Last month was the hottest June ever recorded. The records continued to be broken early this month as the average global temperature surged to its highest ever level. Brutal heat waves are now blazing in North America, Europe, and some regions of Asia, and with El Niño warming once again in the Pacific, experts say 2023 could become the hottest year the world has ever seen.
Whether or not the dire milestone is reached remains to be seen‚ but the catastrophic consequences of a rapidly warming planet are already painfully evident.
As of Monday, record monsoon rains in South Korea over the weekend led to at least 40 deaths as the downpours triggered landslides and flooding around the country. In one particularly chilling case, at least 13 people died in the central city of Cheongju as over a dozen vehicles became trapped as floodwater poured into an underpass.
Drivers must have realized their fate as thousands of gallons of water from a burst riverbank gushed into the tunnel. The death toll is expected to rise with emergency crews still working on Monday to drain the 2,200-foot underpass as divers were sent into the water to retrieve the bodies of victims. At least nine survivors have been pulled from the water as worried relatives gathered at a local hospital for updates on their missing loved ones.

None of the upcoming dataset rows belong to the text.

PR #1638, opened 2020-06-22
Added css for halfwidth images

oliverlloyd:
## What does this change?
Adds specific css for sinlge images with the role `halfWidth`

This css sets the width to 50% and moves the image to the left wrapping any adjacent content around it.

Screenshot 2020-06-22 at 09 43 33

## Why?
Normally, `halfWidth` images appear as a pair in photo essays and are 'enhanced' to be passed to the `MultiImageBlockComponent`. But sometimes they are placed by themselves and need to be styled.

### How is this different to frontend?
This is a deviation from frontend where the image is placed on the right and adjacent content given it's own 50% width styling to appear alongside. In DCR we can't do this for 2 reasons:

1. We don't want to try and clean the html to apply special 50% width css to other peices of content so it sits alongside the image. This level of coupling creates hard to maintain code.

2. Without this special css ^, we can't position the image on the right without breaking ad placement. Ads use negative right margins to be positioned in the right column but if the image is on the right then the ad will appear half inside the article body, overlapping the text.

By taking this approach of moving away from a dependency on leaners, we maintain the integrity of the code and also offer up a new image type for all article types, not just photo essays.

### DIFF
--- a/src/web/components/elements/ImageBlockComponent.stories.tsx
+++ b/src/web/components/elements/ImageBlockComponent.stories.tsx
@@ -226,3 +226,171 @@ ShowcaseTitle.story = {
         chromatic: { viewports: [980] },
     },
 };
+
+export const HalfWidth = () => {
+    return (
+        <Container>
+            <p>
+                Lorem ipsum dolor sit amet, consectetur adipiscing elit, sed do
+                eiusmod tempor incididunt ut labore et dolore magna aliqua. Ut
+                enim ad minim veniam, quis nostrud exercitation ullamco laboris
+                nisi ut aliquip ex ea commodo consequat. Duis aute irure dolor
+                in reprehenderit in voluptate velit esse cillum dolore eu fugiat
+                nulla pariatur. Excepteur sint occaecat cupidatat non proident,
+                sunt in culpa qui officia deserunt mollit anim id est laborum.
+                Lorem ipsum dolor sit amet, consectetur adipiscing elit, sed do
+                eiusmod tempor incididunt ut labore et dolore magna aliqua. Ut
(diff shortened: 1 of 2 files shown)


oliverlloyd:
[halfWidth Images](https://trello.com/c/zSTHQwGR/1813-halfwidth-images)

oliverlloyd:
@HarryFischer @paperboyo How does this look to you?

https://www.theguardian.com/sport/2020/may/24/knocking-down-barriers-through-boxing-photo-essay

### Before
Screenshot 2020-06-22 at 10 20 59

### After (with other photo essay work)
Screenshot 2020-06-22 at 10 27 33

paperboyo:
I welcome the decision to open up this weighting to more (all) content*, although this is obviously Design competence. Just to check: if two subsequent images/embeds would be set to this, they would appear next to each other? And if yes: do we have styling for their (non-hacked**) captions?

*although Composer needs to be updated to allow this
** because we **definitely** do not want to allow Photo essay-style hacked captions anywhere else

oliverlloyd:
> if two subsequent images/embeds would be set to this, they would appear next to each other?

Yes, by happenstance this is true. For photoessays we do something difference when we see 2 halfWdith images. We put them into a `MultiImageBlockElement` but even outside of that this styling should create a very similar effect.

Captions might look strange though, you'd get one caption per image. As you say, to fix this we'd really need to look at an update to composer rather than more cleaning.

paperboyo:
> Captions might look strange though, you'd get one caption per image.

This is fine as long as they render correctly below each image. Makes no sense to replicate craziness of multi-image captions hack beyond photo essays without doing it properly (in Composer).

PR #1639, opened 2020-06-22
Maintain gu.alreadyVisited count

tomrf1:
## What does this change?
In frontend we increment the `gu.alreadyVisited` local storage value on each page view, and it's used to decide when to show banners.

This value is passed to the new remotely-imported banner component, see https://github.com/guardian/dotcom-rendering/blob/master/src/web/components/StickyBottomBanner/ReaderRevenueBanner.tsx#L50

### DIFF
--- a/src/web/lib/alreadyVisited.ts
+++ b/src/web/lib/alreadyVisited.ts
@@ -1,0 +1,11 @@
+const AlreadyVisitedKey = 'gu.alreadyVisited';
+
+export const getAlreadyVisitedCount = (): number => {
+    const alreadyVisited = parseInt(localStorage.getItem(AlreadyVisitedKey) || "", 10);
+    return !Number.isNaN(alreadyVisited) ? alreadyVisited : 0;
+};
+
+export const incrementAlreadyVisited = () => {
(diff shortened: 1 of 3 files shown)


src/web/lib/alreadyVisited.ts
```diff
@@ -0,0 +1,11 @@
...
+
+export const getAlreadyVisitedCount = (): number => {
+    const alreadyVisited = parseInt(localStorage.getItem(AlreadyVisitedKey) || "", 10);
+    return !Number.isNaN(alreadyVisited) ? alreadyVisited : 0;
+};
+
+export const incrementAlreadyVisited = () => {
+    const alreadyVisited = getAlreadyVisitedCount();
+    localStorage.setItem(AlreadyVisitedKey, `${alreadyVisited + 1}`);
+};
```
oliverlloyd, line 11: Perhaps in a follow up PR, it would be good to wrap these attempts to access `localStorage` with a try catch. In certain situations (Safari in private mode, when out of space, and others) the call will fail and without a try catch it throws an unhandled error.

“I have no hope but I can’t leave,” the parent of one of the people missing in the tunnel told the Yonhap news agency. “My heart wrenches thinking how painful it must have been for my son in the cold water.”

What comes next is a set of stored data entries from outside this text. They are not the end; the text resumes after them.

PR #1642, opened 2020-06-23
Photo Essays

oliverlloyd:
# Photo Essays
This PR adds support for photo essays to DCR. It builds on previous PRs adding new essay sspecific styles but mainly it adds the file `enhance-photoessays.ts` which acts like a cleaner, transforming the structure of the `block` array to make essays work.

Photo essays are also often wrong or broken on frontend. So this PR contains changes from frontend to try and fix some of these things.

## How do we describe them
Photo essays are a display hint in composer and appear in `CAPI` as `CAPI.config.isPhotoEssay:  boolean;` but in DCR they are a `designType: 'PhotoEssay';`.

## Quirkiness
This is a non exhaustive list of the things that make photo essays fun.

### Side by side images
In essays, images are often placed side by side, sometimes you even get a grid. This is acheived using the `halfWidth` role. In DCR, rather then treat images as separate elements, with coupled css, we use the `MultiImageBlockElement` component to solve this problem.

Screenshot 2020-06-22 at 19 44 19

### Captions
In order to display a single caption for multiple images side by side (and other groups of images) a convention or rule exists in composer that says: if an image is followed by a `<ul><li>` tag, then this tag should become the caption for the 1 or more images before it.

Screenshot 2020-06-22 at 19 57 16

### Image Titles
Similar to captions, a convention exists where if a `<h2>` tag follows an image then the text should be considered the title for the image and overlayed upon it.

Image titles are, by convention, only used in photo essays but in DCR they are an optional prop for all images. If in the future composer were updated to offer this ability to add a title, DCR will just work. DCR versions of image titles take their colour from pillar.

Images can have both captions and titles

Screenshot 2020-06-22 at 20 12 55

## Things that are different in DCR
Some things have been done differently in the DCR versions of photo essays

### Colours
Before, colours were sometimes based on pillar and sometimes blue. This created an inconsistent feel so here the pillar has been used throughput

#### Before
Screenshot 2020-06-22 at 19 49 45

#### After
Screenshot 2020-06-22 at 19 49 27

### Alignment
Consistent vertical alignment is just nice. Now we have more of it.

#### Before
Screenshot 2020-06-22 at 19 53 05

#### After
Screenshot 2020-06-22 at 19 52 47


gtrufitt:
cc/ @JamieB-gu @webb04 @paperboyo

paperboyo:
This is great! (as much as putting a 💄 on a 🐷 can ever be ;-)

PR #1645, opened 2020-06-23
Update browser-support.md

gtrufitt:
Deprecated docs message. Need to update, but been saying that a while so at least note that it needs updating!


paperboyo:
Badger.

gtrufitt:
> Badger.

Lol, not even merged but yeah 😆

PR #1647, opened 2020-06-23
Rename dynamic import polyfill to be directly on the window

jfsoul:
## What does this change?

Make the dynamic import polyfill available directly on the window, not nested under `window.guardian.functions`. This is because the "lighter" Google polyfill for import doesn't support making it available under a nested path (passing in a path with dot notation didn't have the effect of nesting). The light polyfill is used by browsers which support native imports but not dynamic imports (e.g. Chrome 62 and Edge 17).

### Before

Banner and epic not rendered on affected browsers.

### After

Chrome 62:

Screenshot 2020-06-24 at 09 55 00

Edge 17:

Screenshot 2020-06-24 at 10 04 43

## Why?

The new banner and epic both use dynamic imports to render the relevant component. This adds support for some older browsers which don't support dynamic imports out the box.

### DIFF
--- a/window.guardian.d.ts
+++ b/window.guardian.d.ts
@@ -31,9 +31,6 @@ declare global {
                     reportError: (error: Error, feature: string) => void;
                 };
             };
-            functions: {
-                import: (url: string) => Promise<any>;
-            };
             // TODO expose as type from Automat client lib
             automat: {
                 react: any;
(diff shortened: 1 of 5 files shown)


window.guardian.d.ts
```diff
@@ -44,6 +41,7 @@ declare global {
         };
         GoogleAnalyticsObject: string;
         ga: UniversalAnalytics.ga;
+        guardianPolyfilledImport: (url: string) => Promise<any>; // can't be nested beyond top level
```
gtrufitt, line 44: It'd be ideal to pop a detailed comment for what this for above this as it'll then appear in the type intellisense.

tjmw: Hey yeah that's a great shout, thanks. I've added something, does it match what you were thinking?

The downpours have also brought devastation to other parts of the country. At least 19 people died and eight were missing in the central North Gyeongsang region as landslides engulfed houses. Thousands of others were evacuated on Saturday in areas near the Goesan Dam as it started to overflow for the first time in 43 years in North Chungcheong.
Both North Chungcheong and North Gyeongsang recorded more rainfall in the last three days than the average of the entire monsoon month, which typically starts in June and ends in August.
South Korean President Yoon Suk Yeol was unambiguous about the causes of the crisis. “This kind of extreme weather event will become commonplace—we must accept climate change is happening, and deal with it,” he said at an emergency meeting Monday.
On the other side of the earth, in the American South and Southwest, millions of people are currently sweltering in extreme heat. “Record-breaking heat is expected each day through mid-week in the Four Corners states, from Texas to the Lower Mississippi Valley, and South Florida,” the National Weather Service said on Monday.
In Europe, Italian health officials have warned people to stay inside this week as the third heat wave in a month stifles the country, with triple-digit temperatures expected in several cities. The European Space Agency said other European countries including France, Germany, and Poland may also see extreme temperatures.
Health officials in Japan issued heatstroke warnings in 32 of its 47 prefectures on Monday as it too saw temperatures over 100F, while the China Meteorological Administration confirmed that China recorded its highest-ever temperature on Sunday—a mind-boggling 126F in the western Xinjiang region.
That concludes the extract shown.